Many individuals with Brugada syndrome don’t have an identifiable genetic cause, but in some individuals, there is one. The most well-known cause is a mutation in the gene SCN5A. The SCN5A mutation is inherited in an autosomal dominant pattern, meaning a single mutation is enough to cause the disease.
The gene codes for sodium ion channels in the cell membranes of cardiac muscle cells, and a faulty sodium ion channel affects the heart cell’s ability to conduct an action potential. So the mutation results in some regions of the heart having abnormal repolarization.

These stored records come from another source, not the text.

PR #3336, opened 2021-09-02
fix(configuration): create config file if not exist

fannheyward:
If `coc-settings.json` file is not exists, `configuration.update()` will raise exception. This fix will create the file from `readFileSync` if not exists, the default flag is `r`, changed to `a+`:

- `r`: Open file for reading. An exception occurs if the file does not exist.
- `a+`: Open file for reading and appending. The file is created if it does not exist.

https://nodejs.org/api/fs.html#fs_file_system_flags

closes https://github.com/clangd/coc-clangd/issues/344

### DIFF
--- a/src/configuration/shape.ts
+++ b/src/configuration/shape.ts
@@ -22,7 +22,7 @@ export default class ConfigurationProxy implements ConfigurationShape {
     let file = workspace.getConfigFile(target)
     if (!file) return
     let formattingOptions: FormattingOptions = { tabSize: 2, insertSpaces: true }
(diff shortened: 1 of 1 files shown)


chemzqm:
The parent folder of user config file may not exists as well, my suggestion is prompt user to create.

fannheyward:
> The parent folder of user config file may not exists as well, my suggestion is prompt user to create.

Sorry for the delay, I missed the comment. The parent folder is `~/.config/nvim` or `~/.vim`, they couldn't be not exists.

In some cases, the heart might have a normal rhythm but then develop into a Brugada syndrome in the presence of certain medications like sodium channel blockers.
On an electrocardiogram, Brugada syndrome typically has ST elevations (which are often a sign of ventricular strain), as well as a right bundle branch block, which indicates that the ventricles aren’t depolarizing normally. As a result, these regions become susceptible to a reentrant loop, which is when a depolarization signal starts going around and around in a loop, causing ventricular tachycardia and sometimes ventricular fibrillation.
Ventricular fibrillation, sometimes called v-fib, means the heart’s muscle fibers start quivering because they’re not contracting at the same time. Normally, an electrical signal spreads fast enough so that all of the muscle fibers in the ventricles contract almost at the same time, which essentially looks like a single, coordinated contraction.
Brugada syndrome is a potentially life-threatening condition that can cause sudden cardiac death. The condition is characterized by abnormal heart rhythms (arrhythmias) on ECG and a predisposition to developing ventricular fibrillation, a particularly dangerous type of arrhythmia. People with Brugada syndrome often have no symptoms, making the condition difficult to diagnose. However, in some cases, people with the condition may experience episodes of palpitations, fatigue, and shortness of breath.